Behoof Scrapy Cluster Template
Overview
The bhfutils
package is a collection of utilities that are used by any spider of Behoof project.
Requirements
- Unix based machine (Linux or OS X)
- Python 2.7 or 3.6
Installation
Inside a virtualenv, run pip install -U bhfutils
. This will install the latest version of the Behoof Scrapy Cluster Spider utilities. After that you can use special settings.py compatibal with scrapy cluster (template placed in crawler/setting_template.py)
Documentation
Full documentation for the bhfutils
package does not exist
custom_cookies.py
The custom_cookies
module is custom Cookies Middleware to pass our required cookies along but not persist between calls
distributed_scheduler.py
The distributed_scheduler
module is scrapy request scheduler that utilizes Redis Throttled Priority Queues to moderate different domain scrape requests within a distributed scrapy cluster
redis_domain_max_page_filter.py
The redis_domain_max_page_filter
module is redis-based max page filter. This filter is applied per domain.
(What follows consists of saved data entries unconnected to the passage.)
PR #10, opened 2022-05-24
README: Add --docker and --cpus 1 to the example `nextstrain build` invocation

tsibley:
The --image argument is ignored unless a containerized runtime is used
(Docker or AWS Batch currently).  Under the "native"/ambient runtime,
which may be the default for some installations, a warning will be
emitted but ultimately --image will be ignored.  Specifying --docker
explicitly means a more obvious (although still not good) error occurs
earlier.  These two arguments are temporary until Nextalign v2 has a
stable release.

Relatedly, specifying --cpus 1 now heads off issues with
"native"/ambient environments with newer Snakemake's until Nextstrain
CLI accounts for that automatically.  While this invocation doesn't use
the "native"/ambient runtime now, including --cpus now means that when
--image and --docker are no longer necessary we can simply remove them.
Before that point, it also provides a guidance point for people using
variants of this example invocation.

Ultimately, given further work within our ecosystem (Nextalign,
Nextstrain CLI), this whole invocation should revert back to just
`nextstrain build .`.

### Related issue(s)
Related to #8 

### Testing
Ran new example invocation under environments where the
- [x] Docker runtime is default
- [x] Native ("ambient') runtime is default, but Docker runtime is supported
- [x] Docker runtime is not supported

### DIFF
--- a/README.md
+++ b/README.md
@@ -13,7 +13,7 @@ Add any additional sequences and metadata in separate fasta or metadata-tsv file
 
 Run pipeline with:
 ```
-nextstrain build --image=nextstrain/base:branch-nextalign-v2 .
+nextstrain build --docker --image=nextstrain/base:branch-nextalign-v2 --cpus 1 .
 ```
 
 View results with:
--- a/README.md
+++ b/README.md
@@ -16,6 +16,8 @@ Run pipeline with:
 nextstrain build --docker --image=nextstrain/base:branch-nextalign-v2 --cpus 1 .
 ```
 
+Adjust the number of CPUs to what your machine has available you want to perform alignment and tree building a bit faster.
+
 View results with:
 ```
 nextstrain view auspice/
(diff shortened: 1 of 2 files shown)


tsibley:
New commit (1088ed18722ab423ab9b313ac08c0820c956873c) on top:

> Enable parallelism for Nextalign and tree building
>
> Use all the CPUs available for Nextalign, under the assumptions that a) this workflow currently produces a single build at a time and b) Nextalign doesn't have significant upper limits on useful parallelism (number of input sequences not withstanding, which is awkward to calculate here).  These assumptions might be incorrect?  They certainly might _become_ incorrect later, so we should remember to reconsider them in the future.
>
> Use up to 8 CPUs for `augur tree`, as I dimly recall diminishing returns from IQ-TREE above a number like 8.  This might also be wrong, though!

Thoughts?

PR #12, opened 2022-05-25
Add LAPIS entry point

jameshadfield:
While this is slightly circular, it's useful for quick testing and may
become a more standard entrypoint as the ingest becomes automated. The
LAPIS metadata is missing some fields compared to the example metadata
(e.g. "outbreak_associated") but contains some fields the example
metadata does not.

### DIFF
--- a/README.md
+++ b/README.md
@@ -67,14 +67,23 @@ has been saved to `example_data/outbreak.fasta`.
 
 ### Data preparation
 
-Move metadata to `data/`:
+**Option 1:**
+
+Collect data as described above and store in one or more `data/*.fasta` and `data/*.tsv` file(s).
+
+**Option 2:**
+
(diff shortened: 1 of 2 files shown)


chaoran-chen:
Nice :) Quick comments about the different fields: 

The missing `outbreak_associated` field: I had the impression that the value can be easily derived from the date and thus omitted it. 

The additional fields: They are mostly leftovers from the covid version. I'll get rid of them soon.

rneher:
In this PR https://github.com/nextstrain/monkeypox/pull/14 I made the lapis call produce `data/*` and treat `data/*` as source of truth for other rules. data source can be specified in the config. Ingest could be just another data source that also produces `data/*`

jameshadfield:
Closing in lieu of #14 (which includes this work)

PR #14, opened 2022-05-25
Lapis2

rneher:
This builds on PR #12 and makes the datasource configurable.


rneher:
@jameshadfield does this makes sense to you as a superset of your original PR?

jameshadfield (approved):
Looks great. I think that starting from a single sequences + metadata file (as opposed to `*.fasta`) is a good move too.

PR #19, opened 2022-05-26
metadata for a few 2003 sequences that are not in the nextstrain tree

babarlelephant:
Also includes the metadata and lat_longs and (unknown collection date) correction for the new French and Netherlands sequence

The USA 2003 sequences include the only squirrel in the tree, so worth to add it !


jameshadfield (approved):
Checked the individual GenBank accessions and all look correct. Can't comment on `NL001_2022`. Thanks @babarlelephant!

rneher:
I'll merge this. But one question @babarlelephant: did you add the lat-longs because they were missing? Augur should have most of these countries already covered:
https://github.com/nextstrain/augur/blob/master/augur/data/lat_longs.tsv

PR #27, opened 2022-06-03
Adding exclusions

theosanderson:
This adds one sequence that seems to be missing 3' mutations to both exclude_overview and exclude_outbreak:

```
MPXV_GSTT_Patient1 # reversions in 3' terminal region
```

It additionally copies ~~2~~ the sequence above and an additional one below from exclude_outbreak to exclude_overview and exclude.txt:
```
MPXV_1_IT_Milan_2022  # many extra mutations
```

### DIFF
--- a/config/exclude.txt
+++ b/config/exclude.txt
@@ -51,4 +51,3 @@ W_Nigeria
 
 # potentially problematic
 MPXV_1_IT_Milan_2022  # many extra mutations
-MPXV_FR_HCL0001_2022  # any reversions in terminal regions
--- a/config/exclude.txt
+++ b/config/exclude.txt
@@ -51,3 +51,4 @@ W_Nigeria
 
 # potentially problematic
 MPXV_1_IT_Milan_2022  # many extra mutations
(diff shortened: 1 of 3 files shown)


babarlelephant:
Hi MPXV_FR_HCL0001_2022  has been updated and is fine now

MPXV_GSTT_Patient1 has a lot of deletions and most of its "mutations" are due to misalignment (minimizing gaps) but yes should be excluded

theosanderson:
Thanks @babarlelephant I updated to remove MPXV_FR_HCL0001_2022

theosanderson:
(unnecessary obvious point: it feels to me like it would be easier to maintain these if a single file was used for exclude.txt and exclude_outbreak.txt)

rneher:
thanks. I removed MPXV_FR_HCL0001_2022 from the exclusions. We also moved to organizing exclusion by accession. the exclusion by name files are obsolete. Will clean this up, and move to a single exclusion file soon (once we have clades in the data, we can filter based on those and only need to exclude low quality sequences)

Using this filter the maximum number of pages crawled for a particular domain is bounded
redis_dupefilter.py
The redis_dupefilter
module is redis-based request duplication filter
redis_global_page_per_domain_filter.py
The redis_global_page_per_domain_filter
module is redis-based request number filter When this filter is enabled, all crawl jobs have GLOBAL_PAGE_PER_DOMAIN_LIMIT as a hard limit of the max pages they are allowed to crawl for each individual spiderid+domain+crawlid combination.